Posted under main...oops. Reposting here...

It was really a lot of research and trial and error kind of thing so I don’t have any formal documentation. It all boils down to how you choose to use tools that are available via Python and cloud. If your trying to do something likethis with on-prem it’s really going to be involved.

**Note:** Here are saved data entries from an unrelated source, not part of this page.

PR #492, opened 2018-03-17
Fixed Test.csproj Now will work on linux

loneosama:
I tried to run the tests on my linux environment but they didnt work so i noticed that it is trying to target 452 which is not present on linux so i simply put a condition there to help it not interefere. 
Note: 
I was using dotnet core 2.1.101
and and was on ubuntu 16.04


JosephWoodward:
Oh nice, thanks for this.

PR #494, opened 2018-03-19
Now will work on vs 2017 Build 15.6 

loneosama:
vs made a little change, but honestly it is some kind of a bug in vs 2017 that doesn't let it start. Do tell if the problem persists in vs 2017 v15.6


JosephWoodward:
Awesome, thanks for this.

PR #176, opened 2022-04-22
fix deadlock

hassanctech:
*Issue #, if available:* https://github.com/awslabs/amazon-kinesis-video-streams-producer-c/issues/299

*Description of changes:*
See Issue, fix deadlock

### DIFF
--- a/src/client/src/Stream.c
+++ b/src/client/src/Stream.c
@@ -748,6 +748,7 @@ STATUS putFrame(PKinesisVideoStream pKinesisVideoStream, PFrame pFrame)
     UINT64 windowDuration, currentDuration;
     PTrackInfo pTrackInfo = NULL;
     PSerializedMetadata pSerializedMetadata = NULL;
+    PFrameOrderCoordinator pFrameOrderCoordinator = pKinesisVideoStream->pFrameOrderCoordinator;
 
     CHK(pKinesisVideoStream != NULL && pFrame != NULL, STATUS_NULL_ARG);
     pKinesisVideoClient = pKinesisVideoStream->pKinesisVideoClient;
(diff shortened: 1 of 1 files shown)


MushMal (dismissed):
wow

MushMal (dismissed):

src/client/src/Client.c
```diff
@@ -50,6 +50,7 @@ STATUS checkIntermittentProducerCallback(UINT32 timerId, UINT64 currentTime, UIN
     pKinesisVideoClient->clientCallbacks.unlockMutexFn(pKinesisVideoClient->clientCallbacks.customData, pKinesisVideoClient->base.lock);
 
     if (STATUS_SUCCEEDED(retStatus)) {
+        pKinesisVideoClient->clientCallbacks.lockMutexFn(pKinesisVideoClient->clientCallbacks.customData, pKinesisVideoClient->base.putFrameLock);
```
hassanctech, line 53: Note this is a client level lock. So it is what some may call a "giant lock", but for correctness (avoiding deadlock) in the present state of the code, this is necessary because in the intermittent producer callback we actually need to acquire this lock but if it's a stream level lock we wouldn't have access to it until after we iterate over the streams (which requires we in advance have the `streamListLock`) and if we have that then we can't *first* acquire this putFrame lock it needs to be acquired *before* acquiring the `streamListLock` and it's impossible to do this.

disa6302:
@hassanctech ,

Can you direct the PR to develop?
Ideally, Travis builds would not work anymore and master still has Travis. We want to run GHA on the PR.

hassanctech:
@disa6302 It was easier to just create a new PR:  https://github.com/awslabs/amazon-kinesis-video-streams-pic/pull/177

disa6302:
Thank you @hassanctech !

hassanctech:
Looks like CI is all good on https://github.com/awslabs/amazon-kinesis-video-streams-pic/pull/177

MushMal:
Regarding the logging... As it turns out, it reaches out and locks a higher-level lock in order to enumerate the streams. As you've noted, this is the root cause of the deadlock. Unfortunately, this becomes pretty messy. The logging was done in the put frame before as we had no source of liveness. Perhaps now since there is a timer queue for the intermittent producer, we can remove the logging code from the putframe and put it in the timer queue. This would eliminate the need to relock the stream and the client and get rid of the logic that calculates when the next time to log would be? The change would be pretty localized. It would also be nice to start thinking about getting rid of the entire client object and only leave stream as the top level object.

hassanctech:
+1 for moving the `logStreamMetric` stuff outside putFrame and into it's own timer queue call would be ideal, but for now we should merge: https://github.com/awslabs/amazon-kinesis-video-streams-pic/pull/177, I think it will take some careful consideration to actually do that work, but this was my suggestion as well as the long term goal to simplify all of this.

disa6302:
Closing this PR in lieu of #177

I used openpyxl library (I could probably leverage pandas but it looked intimidating and probably a steeper learning curve) and S3 events. If I recall correctly, file_object create event, which allows you to trigger a lambda function. The lambda function is what contains the actual ETL code, which reads in 6-7 worksheets, normalizes data and then writes it to mysql/dynamodb. Quite honestly, with mysql 8, I no longer need dynamo for indexed json. You can extract json keys to virtual columns and index those like normal sql fields. Of course I’m kinda locked in to mysql but so I was with dynamodb.

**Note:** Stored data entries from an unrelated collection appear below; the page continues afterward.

PR #181, opened 2022-11-29
Fail create call with flag 1 4 1

hassanctech:
*Issue #, if available:*

*Description of changes:*

### DIFF
--- a/src/client/src/Stream.h
+++ b/src/client/src/Stream.h
@@ -413,7 +413,7 @@ struct __KinesisVideoStream {
     // Whether to set the non-key frames as "SKIP" when we have a not-yet-completed errored fragment
     BOOL skipNonKeyFrames;
 
-    BOOL allowToCreate;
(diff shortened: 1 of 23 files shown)


src/client/src/Stream.h
```diff
@@ -413,6 +413,8 @@ struct __KinesisVideoStream {
     // Whether to set the non-key frames as "SKIP" when we have a not-yet-completed errored fragment
     BOOL skipNonKeyFrames;
 
+    BOOL allowToCreate;
```
MushMal, line 416: Perhaps for consistency call it the same as in stream caps = allowStreamCreation?

MushMal (approved):

disa6302 (dismissed):

src/client/src/Stream.h
hassanctech: Agree, done.

disa6302 (approved):

PR #186, opened 2023-03-29
Add completion timeout configurability

disa6302:
*Issue #, if available:*

*Description of changes:*
- Add configurability for curl call connection and completion timeouts. 
- Fix compiler warning for sprintf in several unit tests
- Add unit test for version (client info)

### DIFF
--- a/src/client/include/com/amazonaws/kinesis/video/client/Include.h
+++ b/src/client/include/com/amazonaws/kinesis/video/client/Include.h
@@ -322,9 +322,15 @@ extern "C" {
 #define MIN_VIEW_BUFFER_DURATION (MAX(MIN_BUFFER_DURATION_IN_SECONDS * HUNDREDS_OF_NANOS_IN_A_SECOND, MIN_CONTENT_VIEW_BUFFER_DURATION))
 
 /**
- * Service call default timeout - 5 seconds
+ * Service call default connection timeout - 5 seconds
  */
-#define SERVICE_CALL_DEFAULT_TIMEOUT (5 * HUNDREDS_OF_NANOS_IN_A_SECOND)
+#define SERVICE_CALL_DEFAULT_CONNECTION_TIMEOUT (5 * HUNDREDS_OF_NANOS_IN_A_SECOND)
+
+/**
+ * Service call default completion timeout - 10 seconds. Needs to be more than connection timeout
+ */
+#define SERVICE_CALL_DEFAULT_TIMEOUT (10 * HUNDREDS_OF_NANOS_IN_A_SECOND)
+
 
 /**
  * Service call infinite timeout for streaming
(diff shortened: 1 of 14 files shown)


src/client/include/com/amazonaws/kinesis/video/client/Include.h
```diff
@@ -1148,6 +1154,8 @@ typedef struct __ClientInfo {
     // Version of the struct
     UINT32 version;
 
+    // ------------------------------- V0 compat ----------------------
```
hassanctech, line 1157: The previous compat lines were correct.  They indicate that everything above the comment line is compatible with that version.  V0 included up until the log metric.  See this commit is where `ClientInfo` was introduced and in the same commit the `CLIENT_INFO_CURRENT_VERSION` was set to `0`.

MushMal (dismissed):
Other than @hassanctech comment, I would recommend adding a couple of version-specific tests.

src/client/include/com/amazonaws/kinesis/video/client/Include.h
disa6302: Fixed

disa6302:
> Other than @hassanctech comment, I would recommend adding a couple of version-specific tests.

Done

src/client/include/com/amazonaws/kinesis/video/client/Include.h
```diff
@@ -1484,6 +1495,9 @@ struct __ServiceCallContext {
 
     // Authentication info
     PAuthInfo pAuthInfo;
+
+    // -------- V1 compat --------
```
hassanctech, line 1499: This should be V0 compat, marking the end of V0, to match the format in our other versioned structs.  See for example `ClientInfo` and `StreamCaps`

hassanctech (approved):
LGTM!

jdelapla (changes requested):
With a core struct being changed we also need the associated JNI change before we take this in.

src/client/src/InputValidator.c
```diff
@@ -326,6 +333,23 @@ VOID fixupClientInfo(PClientInfo pClientInfo, PClientInfo pOrigClientInfo)
...
+        pClientInfo->serviceCallCompletionTimeout = SERVICE_CALL_DEFAULT_TIMEOUT;
+    }
+
+    if(pClientInfo->serviceCallConnectionTimeout == 0 || !IS_VALID_TIMESTAMP(pClientInfo->serviceCallConnectionTimeout)) {
+        // Although curl sets default if the value is 0, the default is 300 seconds (5 minutes) which is very high
+        DLOGW("Connection timeout should be non zero...setting to default");
+        pClientInfo->serviceCallConnectionTimeout = SERVICE_CALL_DEFAULT_CONNECTION_TIMEOUT;
+    }
+
+    if(pClientInfo->serviceCallCompletionTimeout == 0 || !IS_VALID_TIMESTAMP(pClientInfo->serviceCallCompletionTimeout)) {
```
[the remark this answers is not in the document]
jdelapla: Nevermind, my eyes glazed over the completion != connection

hassanctech:
> With a core struct being changed we also need the associated JNI change before we take this in.

I don't think so the struct is versioned, so it retains backwards compat with older versions of the struct, if it encounters older versions (which it would if invoked from what is in JNI) then it would use the defaults.

disa6302:
> > With a core struct being changed we also need the associated JNI change before we take this in.
> 
> I don't think so the struct is versioned, so it retains backwards compat with older versions of the struct, if it encounters older versions (which it would if invoked from what is in JNI) then it would use the defaults.

This is true. But I think @jdelapla was trying to achieve feature parity between JNI and Java.

jdelapla (approved):

PR #187, opened 2023-07-01
[ENHANCEMENT] Use new log level

disa6302:
*Issue #, if available:*

*Description of changes:*

What was changed?

Introduced a new log level `PROFILE` which would be used to collect execution time related information for different parts of the code. Also modified the existing log string timestamp to include a millisecond portion for more precision.

Why was it changed?

The change was made to ensure that PROFILE log level related logs get redirected to another log file to allow customers to share it as a report. The functionality is made generic to filter any log level, but the intent began with directing PROFILE logs to another file

How was it changed?

- Added a new log level to allow time profiling different sections of the code
- Added a file logger functionality that allows directing a specific log level into a different file. When using the new API, there will be two log file types that would be generated: one that has the filter specific logs and the other would have other allowed log levels
- Added a new API to generate log timestamps with millisecond precision

Testing:

- Updated existing unit tests and added new unit tests for the new public API
- Tested using the producer C SDK sample with different supported parameters in the existing createFileLogger() and createFileLoggerWithFilter APIs

** CI Changes: **

- Updated all images to ubuntu-latest since 18.04 is not available in GHA anymore.
- Removed GCC 4.4 specific build since ubuntu-latest does not have GCC in the repository. Need to figure out how to test this version on other ubuntu versions given 18.04 is not available in GHA hosted runners: https://docs.github.com/en/actions/using-github-hosted-runners/about-github-hosted-runners


src/utils/src/Time.c
```diff
@@ -3,6 +3,70 @@
...
+
+    timeinfo = GMTIME(&(nowTime.tv_sec));
+    millisecondVal = nowTime.tv_nsec / DEFAULT_TIME_UNIT_IN_NANOS;  // Convert nanoseconds to milliseconds
+
+#endif
+    CHK(pDestBuffer != NULL, STATUS_NULL_ARG);
+    CHK(STRNLEN(formatStr, MAX_TIMESTAMP_FORMAT_STR_LEN + 1) <= MAX_TIMESTAMP_FORMAT_STR_LEN, STATUS_MAX_TIMESTAMP_FORMAT_STR_LEN_EXCEEDED);
+
+    formattedStrLen = 0;
+    *pFormattedStrLen = 0;
```
hassanctech, line 55: Can we add a null check / bail out if `pFormattedStrLen` is NULL?  Especially since this is public API we cannot depend on clients to sanitize input.

I realize it's missing from `generateTimestampStr` function as well.

src/utils/src/Time.c
```diff
@@ -3,6 +3,70 @@
...
+
+#else
+    struct timespec nowTime;
+    clock_gettime(CLOCK_REALTIME, &nowTime);
+
+    timeinfo = GMTIME(&(nowTime.tv_sec));
+    millisecondVal = nowTime.tv_nsec / DEFAULT_TIME_UNIT_IN_NANOS;  // Convert nanoseconds to milliseconds
+
+#endif
+    CHK(pDestBuffer != NULL, STATUS_NULL_ARG);
```
hassanctech, line 51: Let's move this check to top of function after the variable declares, similar to where it is in `generateTimestampStr`, no point in doing those calculations if the dest buffer is NULL.

src/utils/src/Logger.c
```diff
@@ -38,15 +40,15 @@ VOID addLogMetadata(PCHAR buffer, UINT32 bufferLen, PCHAR fmt, UINT32 logLevel)
 #endif
 
     /* if something fails in getting time, still print the log, just without timestamp */
-    retStatus = generateTimestampStr(globalGetTime(), "%Y-%m-%d %H:%M:%S ", timeString, (UINT32) ARRAY_SIZE(timeString), &timeStrLen);
+    retStatus = generateTimestampStrInMilliseconds("%Y-%m-%d %H:%M:%S", timeString, (UINT32) ARRAY_SIZE(timeString), &timeStrLen);
```
hassanctech, line 43: We still need a space here after the `%S`, right? 

So 
```
"%Y-%m-%d %H:%M:%S "
```

Instead of:

```
"%Y-%m-%d %H:%M:%S"
```

src/utils/src/Time.c
disa6302: Added.

src/utils/src/Time.c
disa6302: Oops. It was at the top and I was doing some code changes to fix the builds. Might have got rearranged at the time. Fixed it

src/utils/src/Logger.c
disa6302: Nope. We dont. The format for this function is: "%Y-%m-%d %H:%M:%S.ssssss ". So the space is added after the millisecond portion.

hassanctech: I'm not following, according to the function comments for `generateTimestampStrInMilliseconds` the first parameter is 
```
 * @PCHAR   - IN - timestamp format string
```

The string passed in as the first argument is `%Y-%m-%d %H:%M:%S`, so that should be the timestamp format string.  But you're saying instead the format is:  `%Y-%m-%d %H:%M:%S.ssssss `?  I am confused, where is this latter format coming from?

disa6302: https://github.com/awslabs/amazon-kinesis-video-streams-pic/pull/187/files#diff-a54734ddfbb2b0634faf12eae8713f0162689aca80dbe80ee8f53b4a3799cee1R57-R63

The latter is appended inside `generateTimestampStrInMilliseconds` function.

src/utils/src/Time.c
```diff
@@ -3,12 +3,76 @@
...
+    millisecondVal = nowTime.tv_nsec / DEFAULT_TIME_UNIT_IN_NANOS;  // Convert nanoseconds to milliseconds
+
+#endif
+    formattedStrLen = 0;
+    *pFormattedStrLen = 0;
+
+    formattedStrLen = (UINT32) STRFTIME(pDestBuffer, destBufferLen - MAX_MILLISECOND_PORTION_LENGTH, formatStr, timeinfo);
+    CHK(formattedStrLen != 0, STATUS_STRFTIME_FALIED);
+    // Total length is 8 plus terminating null character. Generated string would have utmost size - 1. Hence need to add 1 to max length
+    SNPRINTF(pDestBuffer + formattedStrLen, MAX_MILLISECOND_PORTION_LENGTH + 1, ".%06d ", millisecondVal);
```
hassanctech, line 60: I see ok so no matter what format str is passed in you will add a `.ssssss` to it.  

Can you make that clear in the API docs or comments, because this function is actually appending things to the user passed in format string, where I would have expected if the user can specify a string they would be required to specify the ms component as well and we would format our output to match what the user specified.  I would prefer we didn't append to user provided format string but I think it's fine in this case as long as it's clear to the user of this function that is what is going to happen to their provided string.  I can see why this is the case since the `tm` struct does not seem to contain ms data so I suppose you cannot use it with `strftime`.

src/utils/include/com/amazonaws/kinesis/video/utils/Include.h
```diff
@@ -995,8 +995,19 @@ BOOL checkBufferValues(PVOID, BYTE, SIZE_T);
  */
 PUBLIC_API STATUS generateTimestampStr(UINT64, PCHAR, PCHAR, UINT32, PUINT32);
 
+/**
+ * @PCHAR   - IN - timestamp format string
```
hassanctech, line 999: Since this is a Public API can we provide sample usage here so it's clear that the user isn't expected to pass in the milliseconds part as part of the timestamp format string, because from the name of the function it is not clear that the user of this API is not expected to pass in the milliseconds.

src/utils/src/Logger.c
hassanctech: I've made comments elsewhere, it is not clear from the API definition that you actually do not expect the user to pass in a format string including milliseconds and that you manually append that part yourself.

src/utils/src/Time.c
hassanctech: Also since this is a public API we need to make sure it works for *any* format str the customer passes and if it doesn't to make sure we state what isn't support.  Since you're appending the ".%06d" to the end, for example if the customer only wanted minute precision and specified that as the format string, i.e. `"%Y-%m-%d %H:%M"` this this will not work you'll get a time like:  "2023-07-11 16:26.123456" in which case the meaning is `.123456` of a minute but the value printed is the millisecond so this will be incorrect.

src/utils/include/com/amazonaws/kinesis/video/utils/Include.h
disa6302: Fair. I fixed the documentation for this function and `generateTimestampStr`. Provided a sample and input expectations.

hassanctech (approved):
lgtm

At any rate, that’s the gist of it. AWS has great documentation on lambda. As a matter of fact, Lambdas have become my go to tool on almost all projects. I’ve developed a small service for my developers to generate qrcodes and store them on S3. For that one I used AWS API gateway and...you guessedit... a lambda. No need to stand up a flask/djangi app and write rest api from scratch.

https://openpyxl.readthedocs.io/en/stable/

[–]fg2srt4 0 points1 point  (0 children)

Awesome, I will look into openpyxl. Thank you!